А сейчас похожее бывает под утро, если всю ночь работать и к шести закончить, то иногда получается, ложась спать (под толстое одеяло, в прохладной комнате, с марлей на окне), слушая птиц, негромкую железную дорогу и утренних киргизов, оставлять мир в покое. Все, что могла, – сделала, пусть развлекаются как хотят, только, если можно, не включают газонокосилку.
Я ездила в город, где родилась, чтобы узнать о загранпаспорте. Ходила в какое-то заведение, царапалась в окошечко, тоненько просила «хоть квитанцию».
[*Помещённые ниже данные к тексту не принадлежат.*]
PR #9852, opened 2022-12-01
feat(prometheus): skip fields in shm (high cost) when no instance configured

StarlightIbuki:
fix FT-3626

### DIFF
--- a/kong/plugins/prometheus/api.lua
+++ b/kong/plugins/prometheus/api.lua
@@ -1,15 +1,19 @@
 local exporter = require "kong.plugins.prometheus.exporter"
+local tbl_insert = table.insert
+local tbl_concat = table.concat
+
 
 local printable_metric_data = function(_)
   local buffer = {}
   -- override write_fn, since stream_api expect response to returned
   -- instead of ngx.print'ed
   exporter.metric_data(function(new_metric_data)
-    table.insert(buffer, table.concat(new_metric_data, ""))
+    tbl_insert(buffer, tbl_concat(new_metric_data, ""))
   end)
 
-  return table.concat(buffer, "")
+  return tbl_concat(buffer, "")
 end
+
 
 return {
   ["/metrics"] = {
--- a/kong/plugins/prometheus/api.lua
+++ b/kong/plugins/prometheus/api.lua
@@ -1,11 +1,11 @@
 local exporter = require "kong.plugins.prometheus.exporter"
 
-local printable_metric_data = function()
+local printable_metric_data = function(_)
   local buffer = {}
   -- override write_fn, since stream_api expect response to returned
   -- instead of ngx.print'ed
-  exporter.metric_data(function(data)
-    table.insert(buffer, table.concat(data, ""))
+  exporter.metric_data(function(new_metric_data)
+    table.insert(buffer, table.concat(new_metric_data, ""))
   end)
 
   return table.concat(buffer, "")
--- a/kong/plugins/prometheus/exporter.lua
+++ b/kong/plugins/prometheus/exporter.lua
@@ -33,7 +33,7 @@ local http_subsystem = kong_subsystem == "http"
 
 
 -- should we introduce a way to know if a plugin is configured or not?
-local is_prometheus_enabled, register_event do
+local is_prometheus_enabled, register_events_handler do
   local PLUGIN_NAME = "prometheus"
   local CACHE_KEY = "prometheus:enabled"
 
@@ -232,7 +232,7 @@ end
 
 local function init_worker()
   prometheus:init_worker()
-  register_event()
+  register_events_handler()
 end
 
 -- Convert the MD5 hex string to its numeric representation
--- a/kong/plugins/prometheus/exporter.lua
+++ b/kong/plugins/prometheus/exporter.lua
@@ -326,8 +326,6 @@ local function metric_data(write_fn)
   metrics.connections:set(nginx_statistics['connections_reading'], { node_id, kong_subsystem, "reading" })
   metrics.connections:set(nginx_statistics['connections_writing'], { node_id, kong_subsystem, "writing" })
   metrics.connections:set(nginx_statistics['connections_waiting'], { node_id, kong_subsystem,"waiting" })
-  metrics.connections:set(nginx_statistics['connections_accepted'], { node_id, kong_subsystem, "accepted" })
-  metrics.connections:set(nginx_statistics['connections_handled'], { node_id, kong_subsystem, "handled" })
 
   metrics.nginx_requests_total:set(nginx_statistics['total_requests'], { node_id, kong_subsystem })
 
--- a/kong/plugins/prometheus/exporter.lua
+++ b/kong/plugins/prometheus/exporter.lua
@@ -77,7 +77,7 @@ local is_prometheus_enabled, register_event do
     else
       worker_events.register(function()
         kong.db:invalidate(CACHE_KEY)
-      end, "declarative", "flip_config")
+      end, "declarative", "reconfigure")
     end
   end
 end
--- a/kong/plugins/prometheus/exporter.lua
+++ b/kong/plugins/prometheus/exporter.lua
@@ -34,8 +34,8 @@ local http_subsystem = kong_subsystem == "http"
 
 -- should we introduce a way to know if a plugin is configured or not?
 local is_prometheus_enabled, register_event do
-  local plugin_name = "prometheus"
-  local cache_key = "prometheus:enabled"
+  local PLUGIN_NAME = "prometheus"
+  local CACHE_KEY = "prometheus:enabled"
 
 
   local function is_prometheus_enabled_fetch()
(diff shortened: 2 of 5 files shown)


kong/plugins/prometheus/exporter.lua
```diff
@@ -31,6 +31,65 @@ package.loaded['prometheus_resty_counter'] = require("resty.counter")
...
+          return
+        end
+
+        local operation = data.operation
+        if operation == "create" then
+          instance_count = instance_count + 1
+        elseif operation == "delete" then
+          instance_count = instance_count - 1
+        end
+      end, "crud", "plugins")
```
dndx, line 76: Let's not do this, this is not a reliable way of maintaining the `instance_count` as worker events could be lost and bring `instance_count` into a forever wrong state.

We should simply store a cached value called `"prometheus_enabled"` or so and `invalidate` it when `crud` happens and `data.entity.name == "prometheus"`. Then we use `cache.get` and a callback to determine if there is any enabled Prometheus instance anywhere.

kong/plugins/prometheus/exporter.lua
```diff
@@ -31,6 +31,65 @@ package.loaded['prometheus_resty_counter'] = require("resty.counter")
...
+
+  local function initialize_instance_counters()
+    instance_count = 0
+    for plugin, err in kong.db.plugins:each() do
+      if err then
+        kong.log.crit("could not obtain list of plugins: ", err)
+        return nil, err
+      end
+
+      if plugin.name == plugin_name then
```
dndx, line 49: You need to consider whether `enabled = true` as well.

dndx (changes requested):

kong/plugins/prometheus/exporter.lua
StarlightIbuki: done.

kong/plugins/prometheus/exporter.lua
StarlightIbuki: done.

StarlightIbuki:
I've manually tested. It can reduce the number of metrics outputted when no plugin instance is enabled.

kong/plugins/prometheus/api.lua
```diff
@@ -1,11 +1,11 @@
...
 
-local printable_metric_data = function()
+local printable_metric_data = function(_)
   local buffer = {}
   -- override write_fn, since stream_api expect response to returned
   -- instead of ngx.print'ed
-  exporter.metric_data(function(data)
-    table.insert(buffer, table.concat(data, ""))
+  exporter.metric_data(function(new_metric_data)
+    table.insert(buffer, table.concat(new_metric_data, ""))
```
chronolaw, line 8: localize `table.insert` and `table.concat`?

kong/plugins/prometheus/api.lua
```diff
@@ -1,11 +1,11 @@
 local exporter = require "kong.plugins.prometheus.exporter"
 
-local printable_metric_data = function()
+local printable_metric_data = function(_)
```
chronolaw, line 3: Is param `_` necessary?

kong/plugins/prometheus/exporter.lua
```diff
@@ -31,6 +31,58 @@ package.loaded['prometheus_resty_counter'] = require("resty.counter")
 local kong_subsystem = ngx.config.subsystem
 local http_subsystem = kong_subsystem == "http"
 
+
+-- should we introduce a way to know if a plugin is configured or not?
+local is_prometheus_enabled, register_event do
+  local plugin_name = "prometheus"
```
chronolaw, line 37: constant `plugin_name` `cache_key` should be upper case.

kong/plugins/prometheus/exporter.lua
```diff
@@ -31,6 +31,58 @@ package.loaded['prometheus_resty_counter'] = require("resty.counter")
...
+      worker_events.register(function(data)
+        if data.entity.name == plugin_name then
+          kong.db:invalidate(cache_key)
+        end
+      end, "crud", "plugins")
+
+    else
+      worker_events.register(function()
+        kong.db:invalidate(cache_key)
+      end, "declarative", "flip_config")
```
chronolaw, line 80: It seems that now there is no event `flip_config`, could you check it again?

kong/plugins/prometheus/exporter.lua
```diff
@@ -31,6 +31,58 @@ package.loaded['prometheus_resty_counter'] = require("resty.counter")
...
+
+
+  local function is_prometheus_enabled_fetch()
+    for plugin, err in kong.db.plugins:each() do
+      if err then
+        kong.log.crit("could not obtain list of plugins: ", err)
+        return nil, err
+      end
+
+      if plugin.name == plugin_name and plugin.enabled then
```
chronolaw, line 48: how about `return plugin.name == plugin_name and plugin.enabled`?

kong/plugins/prometheus/api.lua
StarlightIbuki: This is a hint that we are skipping a parameter. This function is a call back which is called with the parameter "data".

kong/plugins/prometheus/api.lua
StarlightIbuki: I'm only trying to address the confusion related to the parameter.

kong/plugins/prometheus/exporter.lua
StarlightIbuki: Do we have any (developer) docs for me to understand the new inc-sync?

kong/plugins/prometheus/exporter.lua
StarlightIbuki: done

kong/plugins/prometheus/exporter.lua
```diff
@@ -425,7 +476,7 @@ local function metric_data(write_fn)
     end
   end
 
-  prometheus:metric_data(write_fn)
+  prometheus:metric_data(write_fn, not is_prometheus_enabled())
```
dndx, line 479: Better add a comment here to explain why `not is_prometheus_enabled()` is used. I had to dig into `prometheus.lua` to find out.

kong/plugins/prometheus/exporter.lua
```diff
@@ -453,8 +504,8 @@ local function get_prometheus()
   return prometheus
 end
 
-local function set_export_upstream_health_metrics()
-  should_export_upstream_health_metrics = true
+local function set_export_upstream_health_metrics(set_or_not)
```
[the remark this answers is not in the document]
StarlightIbuki: I think it's not. When people added this function, they call the function like it accepts a boolean value, but the function set the flag to true anyway, despite what the value is.

kong/plugins/prometheus/exporter.lua
```diff
@@ -31,6 +31,62 @@ package.loaded['prometheus_resty_counter'] = require("resty.counter")
 local kong_subsystem = ngx.config.subsystem
 local http_subsystem = kong_subsystem == "http"
 
+
+-- should we introduce a way to know if a plugin is configured or not?
+local is_prometheus_enabled, register_events_handler do
+  local PLUGIN_NAME = "prometheus"
+  local CACHE_KEY = "prometheus:enabled"
+
```
dndx, line 39:
```suggestion
```

kong/plugins/prometheus/exporter.lua
```diff
@@ -31,6 +31,58 @@ package.loaded['prometheus_resty_counter'] = require("resty.counter")
...
+    end
+
+    return enabled
+  end
+
+
+  -- invalidate cache when a plugin is added/removed/updated
+  function register_event()
+    local worker_events = kong.worker_events
+    if kong.configuration.database == "off" then
```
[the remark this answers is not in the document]
dndx: We need a test case for this. For DB-less and traditional.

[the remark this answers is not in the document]
StarlightIbuki: It should be covered by the `for` loop. However, my previous test did not cover this because it waits for too long so the cache expired.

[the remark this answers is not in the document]
StarlightIbuki: I've manually tested. If the `register_event` is commented out or the condition is not right, the test won't pass now.

dndx (approved):

kong/plugins/prometheus/exporter.lua
```diff
@@ -326,8 +382,6 @@ local function metric_data(write_fn)
   metrics.connections:set(nginx_statistics['connections_reading'], { node_id, kong_subsystem, "reading" })
   metrics.connections:set(nginx_statistics['connections_writing'], { node_id, kong_subsystem, "writing" })
   metrics.connections:set(nginx_statistics['connections_waiting'], { node_id, kong_subsystem,"waiting" })
-  metrics.connections:set(nginx_statistics['connections_accepted'], { node_id, kong_subsystem, "accepted" })
-  metrics.connections:set(nginx_statistics['connections_handled'], { node_id, kong_subsystem, "handled" })
```
StarlightIbuki, line 330: not sure where this comes from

Провожая меня на автобус, папа спросил: «Куда собираешься?» – а я вдруг сообразила, что до сих пор не думала об этом. Человеку, который дальше Украины не выезжал, трудно так сразу выбрать что-нибудь одно из остального мира. Впрочем, в детстве все было ясно – «увидеть Париж и умереть». Ради одной этой фразы стоило возжелать розовые парижские вечера, голубые сумерки и лиловые ночи. Пошлость, очерченная схемой «кафе, бульвары, мансарды и Монмартр», в двенадцать лет казалась убедительной, как Святое Писание (привет, Дюма), и оригинальной, как «тысяча чертей» вместо «твою мать». Под нее несложно было подогнать какую-нибудь невозможную любовь, так что дай мне тогда волю, и Городом любви стал бы Париж. Чуть позже столицей моего сердца временно сделалась Москва: я жила под, а все лучшее цвело здесь, и никакого загранпаспорта не нужно, чтобы приезжать и любить, только личная свобода и собственно предмет страсти. Но и того не случилось – я была замужем, а предмет после коротких, но сокрушительных гастролей отбыл в Израиль. И начался долгий, долгий период Иерусалима. Вообще мужчина поселился в Беер-Шеве, но разве ж это Город?! Какая может быть романтика в этой пыли? То ли дело горячие камни Виа Долороза, узкие кривые улицы, святая земля, древние стены – те же туристические штампы, но другого порядка. Грязная Лютеция смотрелась новоделом, а Москва и вовсе не существовала в масштабах вечного Города моей любви. Я туда почти улетела один раз, но «почти» в таких делах имеет огромное значение – самолет отменили. Тем временем предмет все опошлил, перебравшись из святых мест в более безопасную страну, которую романтизировать не было никакой возможности – там одни лесорубы, да еще публичный дом «Одноглазый Джек» на границе. И Город моей любви утратил географические координаты, потерял очертания и поплыл, зависая то над Крымом, то над окраинами Москвы, а потом и вовсе воспарил на слишком большую высоту. Слишком большую, чтобы я смогла разглядеть его.